TASK REQUIREMENTS: Print out the entries exactly, and include each one.

SUPPLIED DATA:
PR #298, opened 2026-01-12
Add Android modifier for logging layout

dfabulich:
I use this thing _constantly_. I keep adding it back in and ripping it out of SkipUI every time I want to work on a tricky layout issue; I figure I might as well file a PR for it. You use it like this: `modifier.logLayout("MyLayoutTag")` and it will log the incoming layout constraints from the parent component, as well as the actual bounds when the component is positioned.

It's way better than just slapping on a red border!

Skip Pull Request Checklist:

### DIFF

YOUR SOLUTION:
PR #298, opened 2026-01-12
Add Android modifier for logging layout

dfabulich:
I use this thing _constantly_. I keep adding it back in and ripping it out of SkipUI every time I want to work on a tricky layout issue; I figure I might as well file a PR for it. You use it like this: `modifier.logLayout("MyLayoutTag")` and it will log the incoming layout constraints from the parent component, as well as the actual bounds when the component is positioned.

It's way better than just slapping on a red border!

Skip Pull Request Checklist:

### DIFF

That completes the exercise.